Aber was anders, als da er mit uns in dem Leben am Grabe
Unſer Erbarmer lebte, war nun in des Goͤttlichen Antlitz!
Euch nur erſchiene der Herr? nicht mir? von mir will ich ſchweigen!
Nicht der weinenden Mutter? nicht ihrem Sohne Johannes?
Dem nicht, den er der heiligen Mutter am Kreuze zum Sohne,
Der nicht, die er dem Sohne zur Mutter in ſeinem Blut gab?
Alſo ſprachen ſie untereinander. Die Hoͤrenden riſſen
Maͤchtige Zweifel itzt fort, dann wieder ſiegender Glaube.
Beyde wechſelten oft, und durchflammten die Seele. Wenn Petrus,
Wenn die freudigen Zeuginnen redten, wenn Magdale redte;
Gingen ſie auf dem Meere! wenn Didymus redte, ſanken
Sie vor der kommenden Woge. Der zweifelnde Juͤnger verließ ſie
Und Jeruſalem, ging zu den fernſten Graͤbern des Oelbergs,
Sich im Einſamen dort in ſeiner Traurigkeit Quaalen
Tiefer zu ſtuͤrzen.
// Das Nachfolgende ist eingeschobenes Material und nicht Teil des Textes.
PR #7158, opened 2023-12-07
[Firefox] Entire top region is selected after DnD#7154

### LINKED ISSUE #7154: [Firefox] Entire top region is selected after DnD
After a component is moved inside a page, the entire top region will be selected on the page. In PCV it's still the moved component that is selected, but inside the Inspect panel (and on the page itself) it's the region that is selected.

This happens only in Firefox :(

https://github.com/enonic/app-contentstudio/assets/11612490/aeadd285-fced-40da-8e8f-bd635e9622af

ashklianko:
-FF generates an extra click event on Layout or Region after drag and drop was made, handling by skipping this event

### DIFF
--- a/modules/lib/src/main/resources/assets/js/page-editor/DragAndDrop.ts
+++ b/modules/lib/src/main/resources/assets/js/page-editor/DragAndDrop.ts
@@ -21,7 +21,6 @@ import {RegionItemType} from './RegionItemType';
 import {ItemView} from './ItemView';
 import {PageView} from './PageView';
 import {LayoutItemType} from './layout/LayoutItemType';
-import {Component} from '../app/page/region/Component';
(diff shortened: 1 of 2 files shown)


modules/lib/src/main/resources/assets/js/page-editor/DragAndDrop.ts
```diff
@@ -55,6 +54,8 @@ export class DragAndDrop {
 
     private wasDropped: boolean = false;
 
+    private justDropped: boolean = false;
```
alansemenov: Can we rename this to `newlyDropped`?

ashklianko: Done!

alansemenov (approved):

PR #7161, opened 2023-12-07
Content form is auto-collapsed when a component is selected in PCV #7159

### LINKED ISSUE #7159: Content form is auto-collapsed when a component is selected in PCV
We should distinguish between when a component is selected in the Page Editor and inlined PCV. When working with the Page Editor, it's logical to collapse the form to give more room to the Editor. But when user works inside the form (selects a component inside the PCV) we should not auto-collapse it.

ashklianko:
- Tracking source of the select/inspect event, so if it is triggered from Live Edit then don't collapse

### DIFF
--- a/modules/lib/src/main/resources/assets/js/app/event/InspectEvent.ts
+++ b/modules/lib/src/main/resources/assets/js/app/event/InspectEvent.ts
@@ -1,5 +1,6 @@
 import {Event} from '@enonic/lib-admin-ui/event/Event';
 import {ClassHelper} from '@enonic/lib-admin-ui/ClassHelper';
+import {PageNavigationEventSource} from '../wizard/PageNavigationEventData';
 
 export class InspectEvent
     extends Event {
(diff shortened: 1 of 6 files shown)


modules/lib/src/main/resources/assets/js/app/event/InspectEvent.ts
```diff
@@ -8,10 +8,14 @@ export class InspectEvent
 
     private readonly showPanel: boolean;
 
-    constructor(showWidget: boolean, showPanel: boolean) {
+    private readonly fromEditor: boolean;
```
alansemenov: Change this to store PageNavigationEventSource instead

```suggestion
    private readonly source: PageNavigationEventSource;
```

Er wollte das nicht; er wollte die muͤde,
Tiefverwundete Seele durch Ruh der Einſamkeit lindern.
Einen Becher der Freuden hat in der Rechten; der Linken
Einen wuͤtenden Dolch die Einſamkeit, reicht dem Begluͤckten
Jhren Becher; dem Leidenden reicht ſie den wuͤtenden Dolch hin!
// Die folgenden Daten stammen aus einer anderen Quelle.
PR #7190, opened 2023-12-13
Support multi-inheritance config #7149

### LINKED ISSUE #7149: Support multi-inheritance config
Ref https://github.com/enonic/xp/issues/10351

Content Studio should read this config from XP and switch the Parent Projects dropdown to single-select if multi-inheritance is disabled.

ashklianko:


modules/lib/src/main/resources/assets/js/app/settings/dialog/project/create/data/ProjectParentDialogStepData.ts
```diff
@@ -3,14 +3,18 @@ import {Project} from '../../../../data/project/Project';
...
         return this;
     }
 
-    getParentProject(): Project {
-        return this.parentProject;
+    getParentProjects(): Project[] {
+        return this.parentProjects;
+    }
+
+    getFirstParentProject(): Project {
```
alansemenov: Let's rename this to `getMainParentProject`. In the future we might allow user to select the main parent.

alansemenov (changes requested):
These changes should've been done on the [multi-inheritance branch](https://github.com/enonic/app-contentstudio/tree/issue-7103) which already has support for multiple parents.

PR #7306, opened 2024-01-31
X-data is not shown for fragments #7284

### LINKED ISSUE #7284: X-data is not shown for fragments
Instead of fixing https://github.com/enonic/app-contentstudio/issues/7282 and https://github.com/enonic/app-contentstudio/issues/7281 we will fix it so that x-data is shown for fragments. Those who want to hide it can use regex in site.xml to hide it for fragment content type.

We of course need to verify that https://github.com/enonic/app-contentstudio/issues/7282 no longer reproduces after x-data is shown.

ashklianko:
- Enabling Save button in Inspections panel only if page obj changed
- After saving component (via Page update) have to trigger component inspection (if inspection panel is open) to make component form to be re-rendered with a new config value (config may have been updated on backend with default values etc.)

### DIFF
--- a/modules/lib/src/main/resources/assets/js/app/wizard/ContentWizardPanel.ts
+++ b/modules/lib/src/main/resources/assets/js/app/wizard/ContentWizardPanel.ts
@@ -1284,7 +1284,13 @@ export class ContentWizardPanel
     }
 
     private createFragmentSteps(): ContentWizardStep[] {
-        return [this.initPageComponentsWizardStep()];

Jn der naͤchtlichſten eines der fernen Todtengewoͤlbe
War jetzt Thomas gekommen; und ſeiner Traurigkeit Laſten
Wurden ſchwerer auf ihm, die Gedanken ſchwaͤrzer, des Herzens
Quaalen troſtbeduͤrftiger. Seine Seel’ arbeitet,
Sich aus dieſen Tiefen, die ſtets mehr ſanken, zu heben;
Und arbeitet umſonſt. Haͤtt’ er nicht zu Gott ſich gewendet,
Zu der einzigen Stuͤtze des Muͤden; er waͤr erlegen!